How does ionizing radiation affect soft matter? The multidisciplinary research in our group covers many different topics which can be roughly summarized in the categories radiobiology, physics, space research and therapy. Dr. Durante heads the biophysics department at the GSI Helmholtz Centre for Heavy Ion Research in Darmstadt and holds a professorship at the Department of Physics at the TU Darmstadt.
We study the induction and repair of DNA in mammalian cells after exposure to heavy ions. The nature of the damage and its repair has indeed significant differences with respect to X-rays, due to the different physical dose deposition pattern. Moreover, the high lesion density induced by very heavy ions allows for accurate visualization and quantification of DNA repair protein recruitment.
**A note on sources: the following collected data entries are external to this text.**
PR #182, opened 2022-01-22
Do not download HAP products

mcara:
Do not download HAP products as attempt to align similar catalogs may result in a crash during catalog matching.

CC: @pllim @samanthalh


pllim:
I have no idea what this download is doing, so I'll not be reviewing. You should ping someone from MAST. Maybe @jaymedina

jaymedina:
Hi @mcara , how does setting the `project=CALWF3` parameter prevent HAP products from being downloaded?

sosey:

PR #183, opened 2022-01-26
Update import for generate_astrometric_catalog

mcara:
This notebook would not work with most recent (past 3 years) versions of the drizzlepac due to incorrect import of `fix-hap-astrometry` from `alignimages` instead of `align`.


pllim:
Thanks!

PR #190, opened 2022-03-21
migrating jwst-edb-retrieval notebook

jaymedina:


ttdu:
Merged in #199; duplicate

PR #194, opened 2022-04-26
Update the way the COS Notebooks suggest that a user create conda envs

nkerman:
Previously, the COS Notebooks guided a user through creating a Python environment using the STScI astroconda method. However, Astroconda is currently not compatible with Python > 3.7 and CalCOS requires Python > 3.7. This incompatibility means that we must provide an alternate way for our users to set up an environment. This was previously changed in only the `CalCOS.ipynb` Notebook; however, this PR changes the guide to setting up an environment in the central `Setup.ipynb` Notebook. This is important because half of the COS Notebooks rely on CalCOS and thus are incompatible with astroconda. 

Since relatively few packages are needed for these Notebooks (10 packages), the COS team opted for installing all of them directly on the CLI, rather than burying them in a Requirements file (which does exist). This will encourage users to better understand what is going on, and why. When astroconda or a suitable replacement which is compatible with CalCOS is made public, these Notebooks should be reverted/updated to rely on that method.

The changes are restricted to Markdown, rather than code sections. As such it is eligible for a self-merge.

### DIFF
--- a/notebooks/COS/AsnFile/AsnFile.ipynb
+++ b/notebooks/COS/AsnFile/AsnFile.ipynb
@@ -57,7 +57,7 @@
     "- `datetime` for updating fits headers with today's date\n",
     "- `pathlib Path` for managing system paths\n",
     "\n",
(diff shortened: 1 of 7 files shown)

We are interested in the effects of ionizing radiation on organs such as the brain, the heart, and the lung trying to elucidate the risks for patients treated with ionizing radiation as well as for astronauts, who are inevitably exposed to ionizing radiation on their missions into space.
Research topics in this area include the impact of low dose radon exposure on the organism, immunogenicity and immunomodulation of radiation, radiation response of human hematopoietic stem and progenitor cells, as well as heavy ion induced late effects in tissue.
Because shielding is difficult and costly in space, the effects of the cosmic radiation should be known as accurately as possible in order to optimize the shielding measures and to exploit the shielding properties of materials used for other purposes, such as the spacecraft hull, internal equipment, fuel and supplies.